Activity: Some lines below hold "props". Pick them out and copy them.

Excerpted records:
────────

PR #3444, opened 2021-11-23
feat: adds dynamic date to causes signup form

eddieferrer:
* adds dynamic withdrawal date to causes signup, based on todays date
* fix eligibility for causes
* minor styling fix for when we have the users email

GD-166
GD-161

### DIFF
--- a/src/pages/Causes/Signup.vue
+++ b/src/pages/Causes/Signup.vue
@@ -33,7 +33,7 @@ const pageQuery = gql`query causesSignupEligibilityQuery {
 			}
 		}
 	}
-	mySubscriptions {
+	mySubscriptions(includeDisabled: true) {
 		values {
 			id
 			enabled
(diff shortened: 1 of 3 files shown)


src/pages/Causes/Signup.vue
```diff
@@ -133,12 +133,11 @@ export default {
 			const hasInactiveCauseSubscription = causesSubscriptions.find(
 				subscription => !subscription.enabled
 			);
-
 			return !hasActiveCauseSubscription
 				&& !this.isMonthlyGoodSubscriber
 				&& !this.hasAutoDeposits
 				&& !this.hasLegacySubscription
-				&& (!this.hasMadeLoan && !hasInactiveCauseSubscription);
+				&& (!this.hasMadeLoan || hasInactiveCauseSubscription);
```
eddieferrer, line 140: I believe this is correct. If has not made a loan or has inactive subscription they should be eligible

mcstover: makes sense

mcstover (approved):

PR #5580, opened 2024-10-03
fix: dynamic rich text rendering

eddieferrer:
Fixes rendering of dynamic components in the built production mode on /monthlygood

### DIFF
--- a/src/components/Contentful/DynamicRichText.vue
+++ b/src/components/Contentful/DynamicRichText.vue
@@ -27,8 +27,6 @@ export default {
 					KvContentfulImg: defineAsyncComponent(() => import('@kiva/kv-components/vue/KvContentfulImg')),
 					ButtonWrapper: defineAsyncComponent(() => import('#src/components/Contentful/ButtonWrapper')),
 				},
-				props: {
-				},
 			};
 		},
 		elementClasses() {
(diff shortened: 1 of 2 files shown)


vite.config.js
```diff
@@ -27,95 +27,104 @@ const imagesRegex = /images\/.+\.(png|jpe?g|gif|webp|avif|svg|ico)/;
...
+		resolve: {
+			alias: {
+				// alias src directory
+				'#src': resolve('src'),
+				// alias promise module to handle timesync calling require('promise')
+				promise: resolve('build/promise.js'),
+				// this alias is required for the rendering of src/components/Contentful/DynamicRichText.vue
+				// it should only be used on the client build in production
+				// eslint-disable-next-line max-len
+				...(isSsrBuild === false && mode === 'production' && { vue: path.resolve(__dirname, 'node_modules', 'vue', 'dist', 'vue.esm-bundler.js') })
```
eddieferrer, line 113: This is the main change in this PR. 
We have to use 'vue' as the alias target, and the 'vue.esm-bundler.js' build. And we can only have this alias for the client side production build.

src/components/Contentful/DynamicRichText.vue
```diff
@@ -52,16 +50,7 @@ export default {
...
-			'div', /* Wrap output in a div since Vue templates must have 1 root element */
-			[
-				h(this.dynamicComponent, {
-					class: this.elementClasses,
-					props: {
-					},
-				})
-			]
-		);
+		return h(this.dynamicComponent, { class: this.elementClasses });
```
mcstover, line 53: Do we need to blend in props here or is that automatic?

mcstover (approved):

src/components/Contentful/DynamicRichText.vue
eddieferrer: Should just work

PR #5582, opened 2024-10-04
fix: hydration and missing content on mg page

eddieferrer:
It seems we need to wrap 'v-html' and components which use 'v-html' with 'isClient' to avoid hydration errors and missing content in the built app

### DIFF
--- a/src/components/MonthlyGood/AutomaticallySupportNotice.vue
+++ b/src/components/MonthlyGood/AutomaticallySupportNotice.vue
@@ -14,7 +14,7 @@
 			<p v-html="valueBody"></p>
 		</div>
 		<div
-			class="md:tw-flex-1 tw-block
+			class="md:tw-flex-1
 			tw-order-first md:tw-order-last
 			md:tw-px-4
 			tw-mb-2 md:tw-mb-4
--- a/src/pages/MonthlyGood/MonthlyGoodLandingPage.vue
+++ b/src/pages/MonthlyGood/MonthlyGoodLandingPage.vue
@@ -4,6 +4,7 @@
 		<kv-hero
 			class="tw-text-center"
 			style="margin-bottom: 0;"
+			v-if="isClientReady"
 		>
 			<template #images>
 				<kv-contentful-img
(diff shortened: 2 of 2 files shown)


src/components/MonthlyGood/AutomaticallySupportNotice.vue
```diff
@@ -14,7 +14,7 @@
 			<p v-html="valueBody"></p>
 		</div>
 		<div
-			class="md:tw-flex-1 tw-block
```
eddieferrer, line 17: This class is overwritten by tw-inline-flex directly below

src/pages/MonthlyGood/MonthlyGoodLandingPage.vue
```diff
@@ -238,24 +240,14 @@ export default {
...
-			return element.value === this.category;
-		});
-		this.selectedChannelLoanIds = resultsArray?.[0]?.expLoansIds ?? [];
-	},
 	watch: {
 		selectedGroup() {
 			const resultsArray = this.lendingCategories.filter(element => {
 				return element.value === this.selectedGroup;
 			});
-			this.selectedChannelLoanIds = resultsArray?.[0]?.expLoansIds ?? [];
```
eddieferrer, line 258: this selectedChannel stuff is for an experiment that is no longer active

emuvente (approved):
This is surprising, as it suggests that v-html does not work for server renders. Or is this only for content that is loaded client-side only?

eddieferrer:
> @emuvente We can currently see the server render showing the full contentful content so that is working. Also noting the full content is present when executing an in-app navigation. Some of the nested content is disappearing on a full page refresh/load. So weird that it works on both the client and server but wipes itself out with the hydration mismatch.
> 
> @eddieferrer Did you try to create a readQuery in created and re-populate `pageData` to ensure it was available in the client?

I did not try the readQuery specifically. 

The content is available on the client and on the server. @emuvente my takeaway here is the same as yours that v-html is not working for server renders in conjunction with our preFetch mechanism.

────────

The completed task:
-				props: {
-					props: {
mcstover, line 53: Do we need to blend in props here or is that automatic?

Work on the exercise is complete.